PR #781, opened 2021-02-17
feat: add gapic metadata file

software-dov:
The GAPIC metadata file is used to track code, samples, and test
coverage for every RPC and library method.


software-dov:
Note: hand testing of the generated file indicates that it is valid JSON and behaves in a reasonable manner.

busunkim96 (approved):

gapic/ads-templates/%namespace/%name/%version/gapic_metadata.json.j2
```diff
@@ -0,0 +1,33 @@
+{
+    "schema": "1.0",
```
vchudnov-g, line 2: If we continue with this template approach, at least specify in both templates that we're adhering to the .proto schema in http://github.com/....

vchudnov-g (commented):
Looks good, but I just have to ask: is it not practical to populate a metadata proto object with the data and then serialize it to JSON? That way we're more tightly tied to the source of truth (the .proto) and we don't have to worry about presentation logic ourselves. I want to avoid shutting the .proto out of the loop, as it's conceivable we may want to add items later. (That said, if there's a practical reason for emitting straight JSON, that's fine, but let's mention it in the PR.)

software-dov:
There is no deep reason for emitting straight JSON.
This is a reading comprehension failure on my part; I simply missed the bottom part of the design doc that described where the corresponding proto file lived and that we should use it. I'll amend the PR immediately.

software-dov:
**NOTE:** in light of a design doc reread, this PR is on hold until https://pypi.org/project/googleapis-common-protos/ is updated to include the python binding for `metadata.proto`.

vchudnov-g:
Any updates or blockers on the the googleapis-common-protos issue?

busunkim96:
@software-dov Opened https://github.com/googleapis/python-api-common-protos/pull/38. If you'd like to try a pip VCS install `git+https://github.com/googleapis/python-api-common-protos.git@add-gapic-metadata` should work

software-dov:
Approved the change to api-common-protos and just about to experiment with the it in local code.

software-dov:
The updated api-common-protos seems to be fine.

tests/unit/schema/test_api.py
```diff
@@ -1287,3 +1289,224 @@ def test_map_field_name_disambiguation():
...
+                    )
+                }
+            ),
+            "Squid": gapic_metadata_pb2.GapicMetadata.ServiceForTransport(
+                clients={
+                    "grpc": gapic_metadata_pb2.GapicMetadata.ServiceAsClient(
+                        library_client="SquidClient",
+                        rpcs={
+                            "Giant": gapic_metadata_pb2.GapicMetadata.MethodList(methods=["giant"]),
+                            "Humboldt": gapic_metadata_pb2.GapicMetadata.MethodList(methods=["humboldt"]),
```
vchudnov-g, line 1482: Can you ever have more than one Python method for a given RPC? If so, it might be good to test that, as well.

vchudnov-g (commented):
Looks good. One minor suggestion.
(Apologies for not getting to this earlier.)

gapic/schema/api.py
```diff
@@ -392,6 +394,45 @@ def subpackages(self) -> Mapping[str, 'API']:
...
+        for service in sorted(self.services.values(), key=lambda s: s.name):
+            service_desc = gm.services.get_or_create(service.name)
+
+            # At least one of "grpc" or "rest" is guaranteed to be present because
+            # of the way that Options instances are created.
+            # This assumes the options are generated by the class method factory.
+            transports = []
+            if "grpc" in options.transport:
+                transports.append(("grpc", service.client_name))
+                transports.append(("grpcAsync", service.async_client_name))
```
vchudnov-g, line 418: I would suggest using `grpc-async` for the name.

tests/unit/schema/test_api.py
software-dov: Per library client, no. As addressed elsewhere, asynchronous variants belong to a separate client class.

PR #795, opened 2021-03-02
feat: add flag for gapic metadata

software-dov:
As per the design doc, gapic metadata should not be generated by
default, and should be gated by the 'metadata' flag.

When invoking the generator via protoc, toggle the metadata flag like so:
--python_gapic_opt="metadata"

Subsequent Bazel integration is WIP.

### DIFF
--- a/gapic/utils/options.py
+++ b/gapic/utils/options.py
@@ -50,7 +50,7 @@ class Options:
     OPT_FLAGS: FrozenSet[str] = frozenset((
         'add-iam-methods',      # microgenerator implementation for `reroute_to_grpc_interface`
         'lazy-import',          # requires >= 3.7
-        'metadata',             # generate gapic metadata JSON file
+        'metadata',             # generate GAPIC metadata JSON file
         'old-naming',           # TODO(dovs): Come up with a better comment
         'retry-config',         # takes a path
         'samples',              # output dir
--- a/gapic/utils/options.py
+++ b/gapic/utils/options.py
@@ -41,20 +41,22 @@ class Options:
     lazy_import: bool = False
     old_naming: bool = False
     add_iam_methods: bool = False
+    metadata: bool = False
     # TODO(yon-mg): should there be an enum for transport type?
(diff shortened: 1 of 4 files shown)


gapic/utils/options.py
```diff
@@ -41,20 +41,22 @@ class Options:
...
+    metadata: bool = False
     # TODO(yon-mg): should there be an enum for transport type?
     transport: List[str] = dataclasses.field(default_factory=lambda: [])
 
     # Class constants
     PYTHON_GAPIC_PREFIX: str = 'python-gapic-'
     OPT_FLAGS: FrozenSet[str] = frozenset((
+        'add-iam-methods',      # microgenerator implementation for `reroute_to_grpc_interface`
+        'lazy-import',          # requires >= 3.7
+        'metadata',             # generate gapic metadata JSON file
```
vchudnov-g, line 53: totally insignificant nit: in mixed-case comments, we can capitalize GAPIC, since it's an acronym

tests/unit/generator/test_generator.py
```diff
@@ -116,6 +116,22 @@ def test_get_response_fails_invalid_file_paths():
...
+        lt.return_value = ["gapic/gapic_metadata.json.j2"]
+        with mock.patch.object(jinja2.Environment, "get_template") as gt:
+            gt.return_value = jinja2.Template(
+                "This is not something we want to see")
+            res = g.get_response(
+                api_schema=make_api(),
+                opts=Options.build(""),
+            )
+
+            # We don't expect any files.
```
vchudnov-g, line 131: nit: maybe be explicit with "because opts.metadata is not set"

vchudnov-g (approved):
Looks good. Thanks for doing this!

Before turning on the metadata file, we should resolve the issue in the other pr about the dual transports.

gapic/utils/options.py
software-dov: Fixed

PR #806, opened 2021-03-05
chore: __init__.py file output is now more deterministic

software-dov:
Sort everything that is iteratively produced, e.g. message and enum
classes provided.


busunkim96 (approved):
Ah I was wondering why these still seemed to move around sometimes. Thank you!

software-dov:
I had hoped it would get better once the generation process started using 3.7, where dicts are ordered and the air smells like warm root beer. In any case, being explicit is better.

---------------

**What to work on:** Word for word, reproduce the listing above from its start up to and including the line that has "vchudnov-g, line 2: If". Give only those lines.

**Solution for this exercise:**
PR #781, opened 2021-02-17
feat: add gapic metadata file

software-dov:
The GAPIC metadata file is used to track code, samples, and test
coverage for every RPC and library method.


software-dov:
Note: hand testing of the generated file indicates that it is valid JSON and behaves in a reasonable manner.

busunkim96 (approved):

gapic/ads-templates/%namespace/%name/%version/gapic_metadata.json.j2
```diff
@@ -0,0 +1,33 @@
+{
+    "schema": "1.0",
```
vchudnov-g, line 2: If we continue with this template approach, at least specify in both templates that we're adhering to the .proto schema in http://github.com/....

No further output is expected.